Thanks for your time.
Your answers are very useful for many folks who will see this post in the future.

Can I ask a couple follow-ups...

1) You say it was a DIY package.
Did you buy directly from manufacturer such as AO Smith or Rheem or Bradford White? ... or from another source?

2) Can you give general idea of the sellers or brand... or source people might be able to locate same-similar product on the internet?

3) Where did you get instructions?
Did instruction come from seller?
Are the instruction available online?


----------



## geno03245w

Want to add another question or two...
I shared your information with a PV guy. 
He has been studying both glycol and solar from a scientific point of view.

He pointed out some obvious things I overlooked ...
First of all PV is for the whole house, while glycol is for water heating only.
Also that PV panels have dropped in price from $5 per watt to $1 per watt in year 2015.

I don't know if you benefit from selling glycol systems... we all come from somewhere.. you obviously seem genuine. Do you benefit from selling glycol systems?

the more I think about it, I am skeptical that glycol panels last 50 years as a general rule.
I want to add caveat that some areas of the world get less solar intensity than other areas... and as you said, your system is not made for several consecutive days of sunshine which matches your relatively cloudy environment and possible longevity of panels ... while areas like Texas get a solar whooping nearly every day of the summer.
So the solar panel would probably last longer in cloudy Mass than sunbeat Texas.

Also it seem improbable that a solar indirect tank would last 50 years even with the cleanest water. If bottom of tank is 120F, then top must be 140F? Chemicals percolate out of water at 140F.
Do you have to drain and clean the tank each 6 months?
Do you change the anode rod every 3 years? Around this area of Texas, our well water causes a lot of odor problems.
And the hard water scale cannot be cleaned out of a tank completely...

Certainly the glycol systems deteriorate over time because it is constantly expanding and contracting.
Of course we all know copper pipe lasts many decades... but the solder joints do not always have same lifespan... we used to remove rooftop systems occasionally after the panels developed leaks... but this was years ago. The solder joints gave out... maybe because the panels flexed in the sun.

Also, the government charts show comparable 12-14 year lifespan for solar glycol units.
Of course you mentioned different panels, implying that some panels last longer than others.

Your price showing $6800 before incentive seems about right for DIY.
But also out of reach for many folks who want hot water without paying thousands up front for a promised benefit later.... which of course is same problem with DC water heater costing $4000-5000 up front, with average hot water cost $260 per year spread over 25 years.

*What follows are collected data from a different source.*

PR #443, opened 2024-07-12
Fix line/col search in string

juli1:

When resolving the line/col based on an index, our previous code did not take into account is there was any emoji/grapheme.

## What is your solution?

Use `bstr` and use the grapheme iterator to find the right line/col.

## Testing

Tested against the code we [previously had](https://github.com/DataDog/datadog-static-analyzer/blob/644540d87a6aa39958b7dfbb5d0eaae8e788f919/crates/secrets-core/src/location.rs#L408). Test for the secrets scanning still works.

### DIFF
--- a/crates/common/src/utils/position_utils.rs
+++ b/crates/common/src/utils/position_utils.rs
@@ -4,6 +4,10 @@ use bstr::ByteSlice;
 
 /// Get position of an offset in a code and return a [Position].
 pub fn get_position_in_string(content: &str, offset: usize) -> anyhow::Result<Position> {
+    if offset > content.len() {
+        anyhow::bail!("offset is larger than content length");
+    }
+
     let bstr = BStr::new(&content);
 
     let mut line_number: u32 = 1;
--- a/crates/common/src/utils/position_utils.rs
+++ b/crates/common/src/utils/position_utils.rs
@@ -4,7 +4,7 @@ use bstr::ByteSlice;
 
 /// Get position of an offset in a code and return a [Position].
 pub fn get_position_in_string(content: &str, offset: usize) -> anyhow::Result<Position> {
-    if offset > content.len() {
+    if offset >= content.len() {
         anyhow::bail!("offset is larger than content length");
     }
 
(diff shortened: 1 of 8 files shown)


crates/common/src/utils/position_utils.rs
```diff
@@ -0,0 +1,75 @@
...
+                        line: line_number,
+                        col: col_number,
+                    });
+                }
+
+                // The offset is within the grapheme we are looking for, it's the next col.
+                if offset >= start_index + grapheme.0 && offset < start_index + grapheme.1 {
+                    return Ok(Position {
+                        line: line_number,
+                        col: col_number + 1,
```
amaanq, line 30: It might be nicer to destructure the iterator value, since using `.0` and `.1` isn't clear on what it actually is:

```suggestion
            for (grapheme_start, grapheme_end, _) in line.grapheme_indices() {
                // It's exactly the index we are looking for.
                if offset == start_index + grapheme_start {
                    return Ok(Position {
                        line: line_number,
                        col: col_number,
                    });
                }

                // The offset is within the grapheme we are looking for, it's the next col.
                if offset > start_index + grapheme_start && offset < start_index + grapheme_end {
                    return Ok(Position {
                        line: line_number,
                        col: col_number + 1,
```

Also minor nit, we don't need `>=` and can use `>` to check if the offset is greater, we already checked if it's equal above.

juli1: Thank you for pointing this out, great idea to destructure!
I addressed both feedback!

crates/common/src/utils/position_utils.rs
```diff
@@ -0,0 +1,150 @@
+use crate::model::position::Position;
+use bstr::BStr;
+use bstr::ByteSlice;
+
+/// Get position of an offset in a code and return a [Position].
+pub fn get_position_in_string(content: &str, offset: usize) -> anyhow::Result<Position> {
+    if offset > content.len() {
```
amaanq, line 7: still missing `>=`

```suggestion
    if offset >= content.len() {
```

juli1: No, if we do this, you do not catch the case where your position on the last character and will fail this [test case](https://github.com/DataDog/datadog-static-analyzer/pull/443/files#diff-5f47238d06c82545f9ce76f3c3a41dc0254731fdb43dfe210ae71156f82fe558R145)

juli1: If you want to do this, the location will be at the end of the third line. But I think this level of detail do not really matter that much tbh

You did not mention how much additional electric power you used to heat water in your area.
Can you give some insight how much electric power is consumed to heat your water.
I realize most people don't put electric meter on their water heaters, but you probably have before and after electric bills that give approximation.

You insight is valuable for all concerned folks


----------



## Piedmont

Sorry for the long email... I'm not sure I can keep this up there's a lot of heavy questions asked  


If I worked for a solar company I would have more than just solar hot water heating I would imagine. I like probably most, was curious why I was quoted $28,000+ for PV solar that would only supply enough heat energy in summer vs. $5,000 for a system that was able to heat all year long. Finding out PV's are 11-15% efficient, comparatively complex, and expensive while FP's are 60-85% efficient, simple, and inexpensive there isn't really much more that needs to be said which should be used for heating purposes.

Did they take the link away from where I got my solar? I posted it prior... it's http://www.radiantsolar.com/solar_packages_and_pricing.php as they say _"Installation packages__ are "do it yourself friendly"". _The one I got is the 3 panel and 120 gallon tank package. The comment solar isn't likely good in Texas because it's too sunny is like saying you shouldn't put windmills where it's windy. If it's constantly sunny the size can be much smaller, installation less costly, and payback much sooner. I calculated one 4x10 FP panel should equate to a 3000 watt PV system for heating hot water in TX though it depends looking at Texas state incentives. They are usually only if you live in certain cities. Some are very strict like, it has to be a system that can heat enough hot water for 5-6 people, the tank 80 gallon minimum used strictly for solar in a pre-heat design (meaning one tank is preheated by solar which feeds another tank that you draw from), and glycol based. That's a pretty robust system I think for Texas, even my system doesn't meet it!

Because of all the people making FP's in their garages in the 80's out of wood, glue, and tape the government created the SRCC, a rating authority for solar heating. An SRCC rated Flat panel has been tested, rated, performance posted, and gone through a rigorous stagnation test to ensure it can withstand extended times of a pump failure (or power outtage) and extreme temps without damage to the panels. No worry TX is too sunny.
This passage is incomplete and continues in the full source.